*** Opening of DATA FOR THIS TASK ***
PR #377, opened 2026-09-06
feat: add Atlas Cloud as a model provider

binyangzhu000-sudo:
## What

Adds Atlas Cloud as a model provider. It's an OpenAI-compatible gateway, so this follows the **OpenRouter** provider exactly — same shape, same four touchpoints, no new dependency:

| File | Change |
|---|---|
| `src/schema/models.py` | `Provider.ATLASCLOUD`, an `AtlasCloudModelName` enum (4 ids), union member |
| `src/core/llm.py` | import, `_MODEL_TABLE` row, a `ChatOpenAI` branch pinned to `https://api.atlascloud.ai/v1/` |
| `src/core/settings.py` | `ATLASCLOUD_API_KEY`, the `api_keys` row, the `match` arm that sets `DEFAULT_MODEL` / `AVAILABLE_MODELS` |
| `.env.example` | one line |
| `tests/core/test_llm.py`, `tests/core/test_settings.py` | 3 tests, mirroring the OpenRouter ones |

The explicit key check is copied from OpenRouter's for the same reason its comment gives: without it the openai SDK falls back to `OPENAI_API_KEY` and would send that key to `api.atlascloud.ai`.

```bash
echo 'ATLASCLOUD_API_KEY=apikey-...' >> .env
uv run src/run_service.py
```

## Verification

**Checks CI runs** — all green, on top of a clean baseline:

- `uv run ruff format --check` → `81 files already formatted`
- `uv run ruff check` → `All checks passed!`
- `uv run pyrefly check` → `0 errors`
- `uv run pytest` → **193 passed, 4 skipped** (`tests/core` goes 35 → 38 with the 3 added tests)

**Against the live gateway, with `ATLASCLOUD_API_KEY` as the only provider key set** — so the settings wiring added here is what's under test:

```
DEFAULT_MODEL   = qwen/qwen3.5-35b-a3b
AVAILABLE_MODELS = ['deepseek-ai/DeepSeek-V3.1', 'moonshotai/kimi-k2.6',
                    'qwen/qwen3.5-35b-a3b', 'zai-org/glm-5']
base_url = https://api.atlascloud.ai/v1/  | streaming = True
```

Then through this repo's own graphs, not a hand-rolled client:

```
[chatbot]            messages=1  tool_calls=[]            last='hello from atlas'
[research-assistant] messages=4  tool_calls=['Calculator'] last='The result of 4321 multiplied by 1234 is **5,332,114**.'
```

`bind_tools` and token streaming were checked directly too: a bound tool came back as `multiply {'a': 23, 'b': 19}`, and `.stream()` yielded 1366 chunks — the two things that matter for `/stream` with `stream_tokens=True`.

## Model choice

The four ids are the ones I actually exercised with tool calling; `qwen/qwen3.5-35b-a3b` is the default because it's the cheapest of them that still drives the agent loop reliably. Any of the gateway's other models can be reached today through the existing `OPENAI_COMPATIBLE` slot — this entry just makes the common ones selectable by name, the way `OpenRouterModelName` does.

## Disclosure

I work on Atlas Cloud. This is a plain OpenAI-compatible provider used under the user's own key: nothing is reachable unless someone sets `ATLASCLOUD_API_KEY`, and no existing provider's behavior changes. Happy to trim the enum, change the default, or drop this to docs-only if you'd rather not carry another named gateway.


JoshuaC215:
Hey @binyangzhu000-sudo, thanks for the thorough write-up, and for flagging the Atlas Cloud affiliation up front — appreciated.

I went through this same reasoning recently with OrcaRouter (#365): Atlas Cloud is an OpenAI-compatible gateway, so it's already reachable today via `COMPATIBLE_BASE_URL=https://api.atlascloud.ai/v1/`, `COMPATIBLE_MODEL`, and `COMPATIBLE_API_KEY` — no code change needed. I'd rather not carry a second near-duplicate of the OpenRouter integration just to make specific model IDs selectable by short name.

If there's real demand for a dedicated entry beyond what COMPATIBLE_* covers, happy to revisit — feel free to open an issue and let people weigh in with a 👍.

PR #380, opened 2026-09-11
fix: keep SSE agent streams alive during quiet periods

### LINKED ISSUE #126: Send keep-alive messages in streaming for long-running requests

123342wra:
## Summary
- keep SSE agent streams alive during quiet periods
- bound the event queue and propagate producer failures
- clean up producers when clients disconnect
- accept SSE heartbeat comments in sync and async clients
- add regression tests

## Testing
- pytest tests/service tests/client
- full non-UI test suite

Fixes #126

### DIFF
--- a/src/client/client.py
+++ b/src/client/client.py
@@ -1,6 +1,7 @@
 import json
 import os
 from collections.abc import AsyncGenerator, Generator
+from enum import Enum
 from typing import Any
 
 import httpx
@@ -20,6 +21,11 @@ from schema import (
 
 class AgentClientError(Exception):
     pass
+
+
+class _StreamControl(Enum):
+    IGNORE = "ignore"
+    DONE = "done"
 
 
 class AgentClient:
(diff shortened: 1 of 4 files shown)


JoshuaC215:
Thanks for picking this up! Having the client handle `: ping` is a good catch too, since the current client ends the stream on any non-`data:` line.

A couple of things before this can go in:

1. **Every stream now waits one full keepalive interval before `[DONE]`.** The loop only checks `producer_task.done()` before it waits on `queue.get()`. With a real graph, the producer is still finishing up (checkpoint writes etc.) after its last event, so the consumer waits the full 15s timeout before it notices. Agent errors are delayed the same way. You can see it in the existing real-graph tests: they still pass, but `tests/service/test_service_real_graphs.py` goes from ~0.3s on main to ~75s on this branch, with each `/stream` call taking exactly 15s longer. The fix is to have the producer put an end-of-stream sentinel (or the exception it caught) on the queue in a `finally`, and have the consumer stop when it sees that, like #299 did.

2. **Keep alive based on what the client sees, not on agent events.** At the moment the ping timer resets on any `agent.astream` event, but `message_generator` drops a lot of those, e.g. every token when `stream_tokens=false`. A long LLM call with token streaming off would send no pings and could still hit the idle timeout. I think it's cleaner to wrap the SSE output instead, something like `StreamingResponse(_with_keepalive(message_generator(...)))`. That leaves `message_generator` unchanged and removes the ping special case.

3. **Add a regression test** in `test_service_real_graphs.py`: stream a real graph with the interval patched down, and assert that `[DONE]` arrives well before the interval. A second test with a slow node should check that a ping comes through.

The client-side changes look good. Should be good to merge after those!

PR #381, opened 2026-09-11
feat: add local knowledge base RAG agent

123342wra:
## Summary
- add local ingestion for TXT, Markdown, PDF, and DOCX files
- persist chunks in per-knowledge-base Chroma collections
- add local-rag-agent with source/page citations
- add sync/async client methods, Streamlit upload UI, and regression tests

## Testing
- pytest tests --ignore=tests/app --ignore=tests/integration -q
- ruff check .
- ruff format --check .
- pyrefly check
- python -m compileall -q src tests

`USE_FAKE_MODEL=true` supports offline tests; real embeddings use OpenAI
`text-embedding-3-small`.


JoshuaC215:
Hey @123342wra, thanks! This overlaps pretty heavily with the existing rag_assistant + Chroma setup (docs/RAG_Assistant.md), and adds a fairly large new surface on top of it in one PR: a new knowledge module, two new endpoints, a new dependency, and Streamlit upload UI.

I'd rather not take this on as-is. If you want to pursue it, can you open an issue first laying out why the existing RAG assistant isn't enough so we can agree on scope before more code gets written? Happy to give feedback there.

PR #382, opened 2026-09-16
Deepagents supervisor migration

haarisedhi102:
replaces langgraph-supervisor (used by langgraph-supervisor-agent and langgraph-supervisor-hierarchy-agent) with deepagents, which expresses the same supervisor/subagent pattern through a single task tool. Both agents behave the same; the hierarchy's inner research team is now a nested deep agent instead of a nested create_supervisor.


JoshuaC215:
Hey @haarisedhi102 can you provide some more context on this proposed change? I think migrate to deepagents makes sense, are the rest of the changes also needed? Thanks for the contribution!

JoshuaC215:
Also seems to mix an interrupt fix and new model addition in the same PR, could we separate out the distinct pieces for easier review unless they need to be tied together? Thanks!

haarisedhi102:
Hi @JoshuaC215 removed the interupt changes, everything else is related to migrating the transfer_* tools from the legacy supervisor lib to the task tool that deepagents uses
*** Close of DATA FOR THIS TASK ***
Write out the complete set of records exactly as given.

PR #377, opened 2026-09-06
feat: add Atlas Cloud as a model provider

binyangzhu000-sudo:
## What

Adds Atlas Cloud as a model provider. It's an OpenAI-compatible gateway, so this follows the **OpenRouter** provider exactly — same shape, same four touchpoints, no new dependency:

| File | Change |
|---|---|
| `src/schema/models.py` | `Provider.ATLASCLOUD`, an `AtlasCloudModelName` enum (4 ids), union member |
| `src/core/llm.py` | import, `_MODEL_TABLE` row, a `ChatOpenAI` branch pinned to `https://api.atlascloud.ai/v1/` |
| `src/core/settings.py` | `ATLASCLOUD_API_KEY`, the `api_keys` row, the `match` arm that sets `DEFAULT_MODEL` / `AVAILABLE_MODELS` |
| `.env.example` | one line |
| `tests/core/test_llm.py`, `tests/core/test_settings.py` | 3 tests, mirroring the OpenRouter ones |

The explicit key check is copied from OpenRouter's for the same reason its comment gives: without it the openai SDK falls back to `OPENAI_API_KEY` and would send that key to `api.atlascloud.ai`.

```bash
echo 'ATLASCLOUD_API_KEY=apikey-...' >> .env
uv run src/run_service.py
```

## Verification

**Checks CI runs** — all green, on top of a clean baseline:

- `uv run ruff format --check` → `81 files already formatted`
- `uv run ruff check` → `All checks passed!`
- `uv run pyrefly check` → `0 errors`
- `uv run pytest` → **193 passed, 4 skipped** (`tests/core` goes 35 → 38 with the 3 added tests)

**Against the live gateway, with `ATLASCLOUD_API_KEY` as the only provider key set** — so the settings wiring added here is what's under test:

```
DEFAULT_MODEL   = qwen/qwen3.5-35b-a3b
AVAILABLE_MODELS = ['deepseek-ai/DeepSeek-V3.1', 'moonshotai/kimi-k2.6',
                    'qwen/qwen3.5-35b-a3b', 'zai-org/glm-5']
base_url = https://api.atlascloud.ai/v1/  | streaming = True
```

Then through this repo's own graphs, not a hand-rolled client:

```
[chatbot]            messages=1  tool_calls=[]            last='hello from atlas'
[research-assistant] messages=4  tool_calls=['Calculator'] last='The result of 4321 multiplied by 1234 is **5,332,114**.'
```

`bind_tools` and token streaming were checked directly too: a bound tool came back as `multiply {'a': 23, 'b': 19}`, and `.stream()` yielded 1366 chunks — the two things that matter for `/stream` with `stream_tokens=True`.

## Model choice

The four ids are the ones I actually exercised with tool calling; `qwen/qwen3.5-35b-a3b` is the default because it's the cheapest of them that still drives the agent loop reliably. Any of the gateway's other models can be reached today through the existing `OPENAI_COMPATIBLE` slot — this entry just makes the common ones selectable by name, the way `OpenRouterModelName` does.

## Disclosure

I work on Atlas Cloud. This is a plain OpenAI-compatible provider used under the user's own key: nothing is reachable unless someone sets `ATLASCLOUD_API_KEY`, and no existing provider's behavior changes. Happy to trim the enum, change the default, or drop this to docs-only if you'd rather not carry another named gateway.


JoshuaC215:
Hey @binyangzhu000-sudo, thanks for the thorough write-up, and for flagging the Atlas Cloud affiliation up front — appreciated.

I went through this same reasoning recently with OrcaRouter (#365): Atlas Cloud is an OpenAI-compatible gateway, so it's already reachable today via `COMPATIBLE_BASE_URL=https://api.atlascloud.ai/v1/`, `COMPATIBLE_MODEL`, and `COMPATIBLE_API_KEY` — no code change needed. I'd rather not carry a second near-duplicate of the OpenRouter integration just to make specific model IDs selectable by short name.

If there's real demand for a dedicated entry beyond what COMPATIBLE_* covers, happy to revisit — feel free to open an issue and let people weigh in with a 👍.

PR #380, opened 2026-09-11
fix: keep SSE agent streams alive during quiet periods

### LINKED ISSUE #126: Send keep-alive messages in streaming for long-running requests

123342wra:
## Summary
- keep SSE agent streams alive during quiet periods
- bound the event queue and propagate producer failures
- clean up producers when clients disconnect
- accept SSE heartbeat comments in sync and async clients
- add regression tests

## Testing
- pytest tests/service tests/client
- full non-UI test suite

Fixes #126

### DIFF
--- a/src/client/client.py
+++ b/src/client/client.py
@@ -1,6 +1,7 @@
 import json
 import os
 from collections.abc import AsyncGenerator, Generator
+from enum import Enum
 from typing import Any
 
 import httpx
@@ -20,6 +21,11 @@ from schema import (
 
 class AgentClientError(Exception):
     pass
+
+
+class _StreamControl(Enum):
+    IGNORE = "ignore"
+    DONE = "done"
 
 
 class AgentClient:
(diff shortened: 1 of 4 files shown)


JoshuaC215:
Thanks for picking this up! Having the client handle `: ping` is a good catch too, since the current client ends the stream on any non-`data:` line.

A couple of things before this can go in:

1. **Every stream now waits one full keepalive interval before `[DONE]`.** The loop only checks `producer_task.done()` before it waits on `queue.get()`. With a real graph, the producer is still finishing up (checkpoint writes etc.) after its last event, so the consumer waits the full 15s timeout before it notices. Agent errors are delayed the same way. You can see it in the existing real-graph tests: they still pass, but `tests/service/test_service_real_graphs.py` goes from ~0.3s on main to ~75s on this branch, with each `/stream` call taking exactly 15s longer. The fix is to have the producer put an end-of-stream sentinel (or the exception it caught) on the queue in a `finally`, and have the consumer stop when it sees that, like #299 did.

2. **Keep alive based on what the client sees, not on agent events.** At the moment the ping timer resets on any `agent.astream` event, but `message_generator` drops a lot of those, e.g. every token when `stream_tokens=false`. A long LLM call with token streaming off would send no pings and could still hit the idle timeout. I think it's cleaner to wrap the SSE output instead, something like `StreamingResponse(_with_keepalive(message_generator(...)))`. That leaves `message_generator` unchanged and removes the ping special case.

3. **Add a regression test** in `test_service_real_graphs.py`: stream a real graph with the interval patched down, and assert that `[DONE]` arrives well before the interval. A second test with a slow node should check that a ping comes through.

The client-side changes look good. Should be good to merge after those!

PR #381, opened 2026-09-11
feat: add local knowledge base RAG agent

123342wra:
## Summary
- add local ingestion for TXT, Markdown, PDF, and DOCX files
- persist chunks in per-knowledge-base Chroma collections
- add local-rag-agent with source/page citations
- add sync/async client methods, Streamlit upload UI, and regression tests

## Testing
- pytest tests --ignore=tests/app --ignore=tests/integration -q
- ruff check .
- ruff format --check .
- pyrefly check
- python -m compileall -q src tests

`USE_FAKE_MODEL=true` supports offline tests; real embeddings use OpenAI
`text-embedding-3-small`.


JoshuaC215:
Hey @123342wra, thanks! This overlaps pretty heavily with the existing rag_assistant + Chroma setup (docs/RAG_Assistant.md), and adds a fairly large new surface on top of it in one PR: a new knowledge module, two new endpoints, a new dependency, and Streamlit upload UI.

I'd rather not take this on as-is. If you want to pursue it, can you open an issue first laying out why the existing RAG assistant isn't enough so we can agree on scope before more code gets written? Happy to give feedback there.

PR #382, opened 2026-09-16
Deepagents supervisor migration

haarisedhi102:
replaces langgraph-supervisor (used by langgraph-supervisor-agent and langgraph-supervisor-hierarchy-agent) with deepagents, which expresses the same supervisor/subagent pattern through a single task tool. Both agents behave the same; the hierarchy's inner research team is now a nested deep agent instead of a nested create_supervisor.


JoshuaC215:
Hey @haarisedhi102 can you provide some more context on this proposed change? I think migrate to deepagents makes sense, are the rest of the changes also needed? Thanks for the contribution!

JoshuaC215:
Also seems to mix an interrupt fix and new model addition in the same PR, could we separate out the distinct pieces for easier review unless they need to be tied together? Thanks!

haarisedhi102:
Hi @JoshuaC215 removed the interupt changes, everything else is related to migrating the transfer_* tools from the legacy supervisor lib to the task tool that deepagents uses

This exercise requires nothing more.